# Nifty stand for Fire



## runtmms (Aug 15, 2010)

I recently purchased this little easel stand for my 8.9" fire. It's nifty and cheap.



Great to use int he kitchen, or as a resting place if you don't keep it in a case. Versatile enough it would work with the 7". All my friends who have seen mine have gotten their own.

_Added image link with link-maker --Betsy_


----------



## intinst (Dec 23, 2008)

I got one of these for my original Fire, used and enjoyed it. When my new 8.9 Fire arrived I found that it worked just as well for it. I also recommend it for either size Fire.


----------



## Ann in Arlington (Oct 27, 2008)

Yep. . . I have one of those. . .works decently.

But at a meetup one time with Juli Monroe, she had an even smaller one. . .folded completely flat. . . . maybe she'll wander by and tell us about it.


----------



## lvnknit (Mar 12, 2010)

what brand is this?  where did you get it?


----------



## Ann in Arlington (Oct 27, 2008)

lvnknit said:


> what brand is this? where did you get it?


No idea of the brand. . .the image is actually a link: it's for sale on Amazon.


----------



## maries (Dec 29, 2010)

The Amazon site lists iRulu but the box I have shows this is part of the Amazon Basics line.  I think they released this and some other items after the Original Fire.


----------



## Tabatha (Oct 4, 2009)

Ann in Arlington said:


> But at a meetup one time with Juli Monroe, she had an even smaller one. . .folded completely flat. . . . maybe she'll wander by and tell us about it.

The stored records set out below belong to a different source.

PR #5501, opened 2024-11-26
feat: Add ImageViewer and PDFViewer

### LINKED ISSUE #3883: PDF Viewr [sic] Inside Zettlr
### Checklist

### Feature Proposal

Being able to open and view PDFs inside of Zettlr and see PDFs in a workspace (possibly with an PDF icon next to the name) would omit the need to use an external tool to view PDFs.

### Example Workflow

Making PDFs in the workspace visible with a PDF icon next to it.
Clicking on it will open the PDF in the editor space.

In a later version the PDF viewer function could also be used to quickly extract important information from a PDF and put it into a Markdown file, e.g. with copy/paste the text or taking a snippet of the PDF (either a text passage or an image).

### Caveats

Depending on the inner works of Zettlr, displaying a PDF inside the editor could be rather difficult to now implement as an additional feature.

If a suitable tool is available to display PDFs inside of Zettlr, this could mean an additional dependency if the tool is not already used.

No

### Platforms

- [X] Windows
- [X] macOS
- [X] Linux

### Additional Information

_No response_

nathanlesage:
## Description

This PR adds two features to Zettlr:

1. It allows displaying of various groups of files (images, PDFs, Office documents, data files) in the file manager in addition to the sidebar
2. It adds an `ImageViewer` which allows users to open images right next to their files, allowing, e.g., referencing plots and figures for papers in the text. It also adds a `PDFViewer` that allows to do the same, but with PDF files, leveraging Chrome's built-in PDF viewer.

## Changes

There is one notable change to the existing behavior: The default attachment extensions of Zettlr are now obsolete, as they have been grouped into one of the new "file groups" this PR introduces, so users can remove all file extensions from that array, as they won't have any effect by now. Users can still add their own file extensions to display in the sidebar as expected.

Most other places have only very minor changes to them, because I tried to make sure that the file manager and related components are already prepared to display other files, too. And, while implementing this PR, it turns out that except some type changes, most files didn't really had to be changed at all, which was nice to see.

## Additional information

* Fixes #3883

Tested on: macOS Sequoia 15.1.1

### DIFF
--- a/CHANGELOG.md
+++ b/CHANGELOG.md
@@ -90,11 +90,20 @@ annotate your PDF files, please continue using your existing workflow.
 - **Feature**: Full TableEditor Rewrite. The new TableEditor keeps most
   functionality of the previous version, with the exception of more safeguards
   against data loss, and more ergonomic usage.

This miy be the one you are talking about as I purchased it at that time.
Stays in my purse always, by far my favorite. Have just ordered a couple more for use at home. $5.99 ea.


----------



## lvnknit (Mar 12, 2010)

can you use this with cover on?


----------



## runtmms (Aug 15, 2010)

It would depend on the cover and orientation. I think a thin cover would probably work.


----------



## Tabatha (Oct 4, 2009)

lvnknit said:


> what brand is this? where did you get it?

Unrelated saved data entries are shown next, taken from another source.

PR #5524, opened 2024-12-19
Update Ukrainian translations

Fedik:
## Description

Update translation for Ukrainian language.

Side question: Is there a reason why the language code is `uk-UK`, instead of `uk-UA`?
I mean, in such format it is usualy `<Language Code>-<Country Code>`. And `uk-UK` it is like Ukrainian in United Kingdom :wink:  

## Additional information


nathanlesage:
> Side question: Is there a reason why the language code is uk-UK, instead of uk-UA?

That is a very good question, which I can't answer :D I just added a bunch of BCP-47 tags, and I am very certain that at some point my brain just stopped working properly. I'll fix that after merging your PR, thanks for letting me know!

And, of course, thanks for the translation work ;)

PR #5560, opened 2025-01-11
fix: FSAL Cache Issue

### LINKED ISSUE #5552: FSAL Cache Clearing Doesn't Work
### Description

I had a hunch already, but issue #5551 has confirmed that the menu item to clear the cache doesn't work as advertised.

### Reproducing

Use the menu item to clear the cache, and observe that it doesn't actually remove the cached files from the app data directory.

### Zettlr version

3.4.1

### Installation Method

From the Website or GitHub

_No response_

### Your Platform

- [ ] Windows
- [X] macOS
- [ ] Linux

### Architecture

- [X] Intel 64bit
- [X] ARM 64bit (includes Apple Silicon)

### Operating System Version

Definitely macOS, I don't know about other OSs

### Additional Information

_No response_

nathanlesage:
## Description

This PR fixes the FSAL Caching procedure, which only happened partially before. This was due to the fact that (a) the FSAL provider has been booted very late in the chain, and (b) the asynchronous unlinking was happening while the rest of the party was continuing to boot.

Specifically, this led to the following chain of events:

* The user passes the `--clear-cache` command to the application (usually using the "Help" menu and restarting) or updates to a new version
* The FSAL begins its boot process
* The FSAL detects that it should clear its cache, and calls the clear method of the Cache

All from Amazon, the photo's are a link to item there.

This one is stated Arkon IPM-TAB-1 on instruction sheet.

The smaller one has Amazon Basics printed on it.



lvnknit said:


> can you use this with cover on?


Holds my K4, KT, PW in either TPU back case and/or Amazon OEM Leather cases just fine.


----------



## Cyanide5000 (Aug 30, 2010)

Cant go wrong with a good tablet stand, thankfully they are pretty universal as well!


----------



## krm0789 (Dec 21, 2010)

Do the image links work for anyone in Tapatalk? If I clicked the there I just got to see the picture isolated, but they do work in my laptop browser.


----------



## Ann in Arlington (Oct 27, 2008)

Links do NOT work in tapatalk.  That's normal operation.


----------



## krm0789 (Dec 21, 2010)

Ann in Arlington said:


> Links do NOT work in tapatalk. That's normal operation.

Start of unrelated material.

PR #695, opened 2021-06-02
Use SI units for Glen's Law A parameter

bartgol:
The value of A in the input files for LandIce was in some funky units: `[k^-1 kPa^-n yr^-1]`. The reason was that these units perfectly canceled the ones coming from the fact that our meshes are in km, and our velocities in m/yr.

However, A is also needed in the Subglacial Hydrology problem, and the natural units there are different. In particular, the natural units for A in the hydrology would be `[ kPa^-n s^-1]`.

Well that's silly! Gracias


----------



## readingril (Oct 29, 2010)

krm0789 said:


> Do the image links work for anyone in Tapatalk? If I clicked the there I just got to see the picture isolated, but they do work in my laptop browser.


If it's something I just have to see I use the Web view option on my phone then click on the image. 

via me, my Droid, & Tapatalk


----------